In May 2018, according to data of CPCA, sales of China’s passenger vehicles (incl. minivans) increased by 8.8% year-on-year (YoY) to 1.90 mn units (shown in Chart 1), and slide down 0.5% month-on-month(MoM) from 1.91 mn units in April. PV sales posted a YoY growth of 5.2% up to 9.89 mn units in YTD terms.
In the meantime, production output maintained robust growth momentum with an increase of 11.2% YoY to nearly 1.95 mn units, and YTD growth rate reached 3.3%. Although both monthly sales and production achieved positive growths, the growth rates of sales and production were negative while the figure was positive in the same period of 2016 and 2017.
Curiously, the pay-back effect brought by phase-out of tax incentives for vehicles fitted with small-displacement engine didn’t cool down the market sharply in the first half of the year. However, the gap between wholesale volumes and retail volumes indicated a potential risk that accumulative inventory is being enlarged. In the first four months of 2018, the accumulation reached 1.11mn units, as shown in the Chart 2, and was close to the annual ones of the past few years (2015: 1.15mn units, 2016: 0.81mn units, and 2017: 1.26mn units).

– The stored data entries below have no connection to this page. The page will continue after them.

PR #432, opened 2020-08-07
remove edge case requirement for If-Match and If-Unmodified-Since

### LINKED ISSUE #166: No validator requirement in 2xx response for conditional update
RFC7232 in https://tools.ietf.org/html/rfc7232#section-3.1 has the following clause:
```
In the latter case, the origin server MUST NOT send a validator header field in the response unless it can verify that the request is a duplicate of an immediately prior change made by the same user agent
```
It doesn't really explain what security or performance considerations are leading to such a requirement, but it calls for a lot of infrastructure and design work to implement it because that logic can be implemented only if the server is stateful. The stateless server cannot comply with such a requirement.

See related mail list thread: https://lists.w3.org/Archives/Public/ietf-http-wg/2018OctDec/0051.html

Either RFC should explain why such logic MUST be implemented or relax "MUST" into "SHOULD" in that clause or remove that clause completely.

royfielding:
evaluating false on a duplicate change request sending 2xx without validator for reasons unknown.

Fixes #166

### DIFF
--- a/draft-ietf-httpbis-semantics-latest.xml
+++ b/draft-ietf-httpbis-semantics-latest.xml
@@ -13013,9 +13013,16 @@ transfer-coding = &lt;transfer-coding, see <xref target="Messaging" x:fmt="," x:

The inventory index of this May published by CADA (China Automobile Dealers Association) hits at 1.59 (shown in chart 3), exceeding the warning line of 1.5 mn. And the average index of 2018 YTD was higher, reaching at 1.60. The huge pressures over the inventory would push most automakers to reduce both production and sales in the summer.

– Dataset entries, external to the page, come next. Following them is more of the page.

PR #439, opened 2020-08-21
Allow for multiple trailer sections and define iterative processing

### LINKED ISSUE #313: Mid-stream trailers
As discussed in #220 and https://github.com/quicwg/base-drafts/issues/3265, mid-stream trailers (i.e., those that arrive before the end of the payload body) are interesting.

A few things to discuss:

- [ ] What are some potential use cases?

- [ ] We recently stopped automatically combining trailers into headers, as that created a lot of issues. What about these -- are they yet again distinct from trailers as well as headers? Or can they be "downgraded" into trailers automatically? In other words, when transitioning from a hop that supports these from one that doesn't, are they just dropped onto the floor?

- [ ] Related - is the expectation that implementations will create separate APIs for these, or would it be that trailers are just available / writable early?

- [ ] What relationship does one of these have to the payload body? E.g., could I write one that "knows" exactly where in the body it occurs, so that it could sign a chunk of the body relative to it? Or could a handling implementation change its ordering in relation to body bytes?

royfielding:
Fixes #313

### DIFF
--- a/draft-ietf-httpbis-semantics-latest.xml
+++ b/draft-ietf-httpbis-semantics-latest.xml
@@ -513,14 +513,15 @@
 <iref primary="true" item="complete"/>
 <iref primary="true" item="incomplete"/>
 <t>
-   Each major version of HTTP defines its own syntax for the inclusion of
-   information in messages. Nevertheless, a common abstraction is that a
-   message includes some form of envelope/framing, a potential set of named
-   fields up front (a header section), a potential body, and a
-   potential following set of named fields (a trailer section).
+   Each major version of HTTP defines its own syntax for the communication of
+   messages. Nevertheless, a common abstraction is that each message contains
+   some form of envelope/framing with self-descriptive control data that
+   indicates its semantics and routing, a potential set of named fields
+   up front (a header section), a potential body, and potential fields
+   sent after the body begins (trailer sections).
 </t>
 <t>
-   A client sends an HTTP request to a server in the form of a
+   A client sends requests to a server in the form of a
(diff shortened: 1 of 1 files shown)


mnot (approved):

ioquatix:
Does this mean it's now valid to interleave HTTP/2 DATA frames and HEADER frames?

ioquatix:
```
An HTTP/2 message (request or response) consists of:

   1.  for a response only, zero or more HEADERS frames (each followed
       by zero or more CONTINUATION frames) containing the message
       headers of informational (1xx) HTTP responses (see [RFC7230],
       Section 3.2 and [RFC7231], Section 6.2),

   2.  one HEADERS frame (followed by zero or more CONTINUATION frames)
       containing the message headers (see [RFC7230], Section 3.2),

   3.  zero or more DATA frames containing the payload body (see
       [RFC7230], Section 3.3), and

   4.  optionally, one HEADERS frame, followed by zero or more
       CONTINUATION frames containing the trailer-part, if present (see
       [RFC7230], Section 4.1.2).
```

Does this mean we cannot implement this on HTTP/2?

royfielding:
> Does this mean it's now valid to interleave HTTP/2 DATA frames and HEADER frames?

The feature was removed during WGLC, but no -- it would have required a new frame type.

ioquatix:
Okay, so chunk extensions remains a unique feature of HTTP/1 chunked encoding and there is no plan to expand that further?

reschke:
Yes.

In May, car segment kept dominant market share, hitting at 948,490 units and enjoying a 12.6% YoY growth. The rebound of the wholesale of cars pulled its YTD growth back to 4.6% from 2.8% last month. Consumers’ preference for SUVs resulted in continuous vigorous growth in this segment and more new model launches. Although the YoY growth of SUV Segment in this May was landing to 7.4% from 18.2% in April and a decrease happened in MoM sales volumes, the YTD growth had been 12.1% and the YTD volumes was getting closer to those of the Car. MPV Segment continued to suffer a drop in sales (YoY change is -5.8% and YTD change is -12.0%), but the rate was narrowed. Compared with SUVs and cars, MPVs were losing its functional advantages. Most automakers who manufacture the budget MPVs, taking up most MPV shares, were upgrading in all dimensions, and hoped to slow down the rapid negative rate. In minivan segment, we saw a rise in sales volumes in May, but it still could not rescure the big failure in a wide view. It seemed that electrification can bring out more opportunities, and would be the main theme for the reshape of the minivan segment.
In top 10 sales groups, although Geely group (incl. Volvo) was still behind SAIC-GM-Wuling in YTD Sales of 2018, the group rose rapidly to the 3rd place in May and was ready to exceed SAIC-GM-Wuling as the biggest Chinese auto company on sales in coming months. Honda was still getting stuck in the quality scandal, and dropped by 5.5% in monthly sales. Another two Japanese automakers, Toyota and Nissan, took the opportunity to obtain nice sales performances in the year. Hyundai Group seemed to escape from the negative effects of last year, and the group was recovering in sales. But how to cope with the challenges from Chinese competitors was and will still be the biggest problem for Hyundai. BAIC group and SAIC group also appeared on the list, exceeding the Changan group. Nevertheless, we keep different views on these two carmakers by trend. We foresee BAIC group will step backward in 2018 because it is experiencing a long-time reform, and SAIC group will keep upward momentum owing to its flexibility, efficiency, and deep cooperation with GM and SAIC-GM-Wuling.